What to do: The reply should consist of the entire listing, word for word.

*** Opening of Record set ***

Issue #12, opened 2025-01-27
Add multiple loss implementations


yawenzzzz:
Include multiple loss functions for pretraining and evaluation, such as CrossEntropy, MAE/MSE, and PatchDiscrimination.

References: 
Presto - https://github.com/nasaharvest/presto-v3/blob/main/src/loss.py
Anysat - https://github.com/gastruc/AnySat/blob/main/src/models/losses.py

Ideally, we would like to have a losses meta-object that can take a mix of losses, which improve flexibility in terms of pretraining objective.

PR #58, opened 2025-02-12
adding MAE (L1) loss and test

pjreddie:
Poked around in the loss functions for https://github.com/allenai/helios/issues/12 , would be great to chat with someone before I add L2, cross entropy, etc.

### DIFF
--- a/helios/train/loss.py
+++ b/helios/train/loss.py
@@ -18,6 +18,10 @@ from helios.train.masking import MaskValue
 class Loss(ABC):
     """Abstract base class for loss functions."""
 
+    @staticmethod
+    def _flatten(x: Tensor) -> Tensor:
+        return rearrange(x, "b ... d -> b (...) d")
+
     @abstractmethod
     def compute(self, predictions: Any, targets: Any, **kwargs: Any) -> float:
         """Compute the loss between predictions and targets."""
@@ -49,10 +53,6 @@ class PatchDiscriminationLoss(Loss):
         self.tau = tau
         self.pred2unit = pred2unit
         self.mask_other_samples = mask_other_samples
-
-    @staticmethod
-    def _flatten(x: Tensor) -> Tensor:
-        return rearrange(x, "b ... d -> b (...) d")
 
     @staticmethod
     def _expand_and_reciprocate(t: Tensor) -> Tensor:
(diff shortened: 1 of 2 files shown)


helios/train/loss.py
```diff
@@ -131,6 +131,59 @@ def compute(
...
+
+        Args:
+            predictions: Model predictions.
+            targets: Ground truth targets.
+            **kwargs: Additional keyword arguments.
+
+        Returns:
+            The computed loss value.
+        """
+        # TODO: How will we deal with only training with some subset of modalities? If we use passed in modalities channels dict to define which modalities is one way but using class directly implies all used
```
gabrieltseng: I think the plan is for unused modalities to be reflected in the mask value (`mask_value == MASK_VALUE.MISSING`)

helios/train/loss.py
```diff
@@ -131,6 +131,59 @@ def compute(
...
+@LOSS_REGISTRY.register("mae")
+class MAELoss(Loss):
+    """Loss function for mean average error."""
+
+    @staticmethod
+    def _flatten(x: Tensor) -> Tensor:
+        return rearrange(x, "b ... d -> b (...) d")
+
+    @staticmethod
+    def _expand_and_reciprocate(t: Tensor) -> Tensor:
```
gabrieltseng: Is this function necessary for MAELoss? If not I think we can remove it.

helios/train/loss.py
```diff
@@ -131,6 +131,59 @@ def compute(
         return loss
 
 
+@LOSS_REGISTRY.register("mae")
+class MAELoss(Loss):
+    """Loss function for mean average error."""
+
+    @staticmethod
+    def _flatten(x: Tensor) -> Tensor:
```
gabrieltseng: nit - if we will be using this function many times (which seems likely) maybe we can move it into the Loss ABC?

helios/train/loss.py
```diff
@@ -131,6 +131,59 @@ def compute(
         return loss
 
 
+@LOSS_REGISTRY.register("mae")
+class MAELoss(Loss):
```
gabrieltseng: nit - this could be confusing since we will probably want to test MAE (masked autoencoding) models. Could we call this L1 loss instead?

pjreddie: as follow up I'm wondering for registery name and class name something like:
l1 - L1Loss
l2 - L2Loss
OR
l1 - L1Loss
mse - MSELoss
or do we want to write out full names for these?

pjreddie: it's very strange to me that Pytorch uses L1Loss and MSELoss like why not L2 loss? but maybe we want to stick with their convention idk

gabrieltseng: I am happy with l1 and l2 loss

*** Close of Record set ***

Result:
Issue #12, opened 2025-01-27
Add multiple loss implementations


yawenzzzz:
Include multiple loss functions for pretraining and evaluation, such as CrossEntropy, MAE/MSE, and PatchDiscrimination.

References: 
Presto - https://github.com/nasaharvest/presto-v3/blob/main/src/loss.py
Anysat - https://github.com/gastruc/AnySat/blob/main/src/models/losses.py

Ideally, we would like to have a losses meta-object that can take a mix of losses, which improve flexibility in terms of pretraining objective.

PR #58, opened 2025-02-12
adding MAE (L1) loss and test

pjreddie:
Poked around in the loss functions for https://github.com/allenai/helios/issues/12 , would be great to chat with someone before I add L2, cross entropy, etc.

### DIFF
--- a/helios/train/loss.py
+++ b/helios/train/loss.py
@@ -18,6 +18,10 @@ from helios.train.masking import MaskValue
 class Loss(ABC):
     """Abstract base class for loss functions."""
 
+    @staticmethod
+    def _flatten(x: Tensor) -> Tensor:
+        return rearrange(x, "b ... d -> b (...) d")
+
     @abstractmethod
     def compute(self, predictions: Any, targets: Any, **kwargs: Any) -> float:
         """Compute the loss between predictions and targets."""
@@ -49,10 +53,6 @@ class PatchDiscriminationLoss(Loss):
         self.tau = tau
         self.pred2unit = pred2unit
         self.mask_other_samples = mask_other_samples
-
-    @staticmethod
-    def _flatten(x: Tensor) -> Tensor:
-        return rearrange(x, "b ... d -> b (...) d")
 
     @staticmethod
     def _expand_and_reciprocate(t: Tensor) -> Tensor:
(diff shortened: 1 of 2 files shown)


helios/train/loss.py
```diff
@@ -131,6 +131,59 @@ def compute(
...
+
+        Args:
+            predictions: Model predictions.
+            targets: Ground truth targets.
+            **kwargs: Additional keyword arguments.
+
+        Returns:
+            The computed loss value.
+        """
+        # TODO: How will we deal with only training with some subset of modalities? If we use passed in modalities channels dict to define which modalities is one way but using class directly implies all used
```
gabrieltseng: I think the plan is for unused modalities to be reflected in the mask value (`mask_value == MASK_VALUE.MISSING`)

helios/train/loss.py
```diff
@@ -131,6 +131,59 @@ def compute(
...
+@LOSS_REGISTRY.register("mae")
+class MAELoss(Loss):
+    """Loss function for mean average error."""
+
+    @staticmethod
+    def _flatten(x: Tensor) -> Tensor:
+        return rearrange(x, "b ... d -> b (...) d")
+
+    @staticmethod
+    def _expand_and_reciprocate(t: Tensor) -> Tensor:
```
gabrieltseng: Is this function necessary for MAELoss? If not I think we can remove it.

helios/train/loss.py
```diff
@@ -131,6 +131,59 @@ def compute(
         return loss
 
 
+@LOSS_REGISTRY.register("mae")
+class MAELoss(Loss):
+    """Loss function for mean average error."""
+
+    @staticmethod
+    def _flatten(x: Tensor) -> Tensor:
```
gabrieltseng: nit - if we will be using this function many times (which seems likely) maybe we can move it into the Loss ABC?

helios/train/loss.py
```diff
@@ -131,6 +131,59 @@ def compute(
         return loss
 
 
+@LOSS_REGISTRY.register("mae")
+class MAELoss(Loss):
```
gabrieltseng: nit - this could be confusing since we will probably want to test MAE (masked autoencoding) models. Could we call this L1 loss instead?

pjreddie: as follow up I'm wondering for registery name and class name something like:
l1 - L1Loss
l2 - L2Loss
OR
l1 - L1Loss
mse - MSELoss
or do we want to write out full names for these?

pjreddie: it's very strange to me that Pytorch uses L1Loss and MSELoss like why not L2 loss? but maybe we want to stick with their convention idk

gabrieltseng: I am happy with l1 and l2 loss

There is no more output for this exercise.